ROC curves of Binary and our method using only one of different similarity matrices

We then compare the performance of our method under different experimental settings, the results are shown in Figs. 3, 4 and 5.

Fig. 3
figure 3

ROC curves of our method when fusing two different matrices

Fig. 4
figure 4

ROC curves of our method when fusing three different matrices

Fig. 5
figure 5

ROC curves of the best performance when using one matrix and fusing two, three and four matrices, respectively

First, we consider the cases of fusing two different similarity matrices, their corresponding ROC curves are presented in Fig. 3. Each color curve indicates the ROC curve of our method of fusing two specific similarity matrices. We can see that fusing the String similarity matrix with any other similarity matrix can achieve better performance than fusing any other two similarity matrices. This may be because STRING database has many PPIs that contain much complementary information to the other similarity matrices. We achieve the best performance when fusing the Pfam similarity matrix and the String similarity matrix.

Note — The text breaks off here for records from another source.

PR #56, opened 2022-08-17
Add completeLoginViaTransaction and beginLoginViaTransaction functions in Frontend Client Package

jennifer-notifi:
Ported over `completeLoginViaTransaction` and `beginLoginViaTransaction` functions from `notifi-react-hooks` package into `notifi-frontend-client`

To Do: 
- Remove `walletPublicKey` in configuration and update `dappAddress` name to `tenantName`


packages/notifi-frontend-client/lib/NotifiFrontendClient.ts
```diff
@@ -1,12 +1,29 @@
 import { NotifiService } from '@notifi-network/notifi-graphql';
-import { UserFragmentFragment } from 'notifi-graphql/lib/gql/generated';
 
+import {
+  BeginLogInByTransactionResult,
+  CompleteLogInByTransactionInput,
+  CompleteLogInByTransactionMutation,
+  UserFragmentFragment,
+  WalletBlockchain,
+} from '../../notifi-graphql/lib/gql/generated';
```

Then, we check the cases that fuse three different similarity matrices, their ROC curves are shown in Fig. 4. We get the best performance when fusing Go, Pfam and String similarity matrices. Similar to Fig. 3, we can see that the performance when fusing the String similarity matrix with any two other similarity matrices is better than that of Go+Pfam+Seqs.

Finally, we consider the case that fuses all four similarity matrices, and present its ROC curve in Fig. 5. For the convenience of comparison, in Fig. 5 we also plot the best results when using one similarity matrix, and fusing two and three different similarity matrices. It can be seen that the performance of Go+Pfam+Seqs+String is better than the performance of the other settings (Go, Pfam+String, Go+Pfam+String). This illustrates that network fusion can really extract complementary information from different networks to achieve better prediction performance.

To more clearly compare the baseline method Binary and our method under different settings, we give all of their AUC values in Fig. 6. Here, the bars of similar color means using the same number of similarity matrices. We can see that 1) all the AUC values of our method under different settings are larger than that of using a binary PPI network; 2) As more matrices are fused, the AUC value becomes larger. For example, the AUC value of Go+Pfam+String is 0.9066, which is bigger than the AUC values of Go+Pfam, Go+String and Pfam+String. And when fusing all the four matrices, the corresponding AUC value is the largest (0.9068). This shows that by fusing multiple matrices we can get a more reliable and informative matrix or network.

Fig. 6
figure 6

The AUC values of the baseline method and our method under different settings

Conclusion

In this paper, we proposed a new approach to predicting lncRPIs by fusing four protein-protein similarity networks, which were computed with protein sequences, protein domains, protein functional annotations of GO, and the PPI confidence scores from the STRING database. The similarity network fusion (SNF) algorithm and the random walk on heterogeneous network model HeteSim were employed. Our experimental results show that the proposed method outperforms the existing method and those cases when using only one protein-protein similarity network. For future work, on the one hand, we will explore other advanced network fusion methods to fuse more available data sources for further boosting the performance of lncRPI prediction; On the other hand, we will include the lncRNA-lncRNA interactions into the prediction procedure.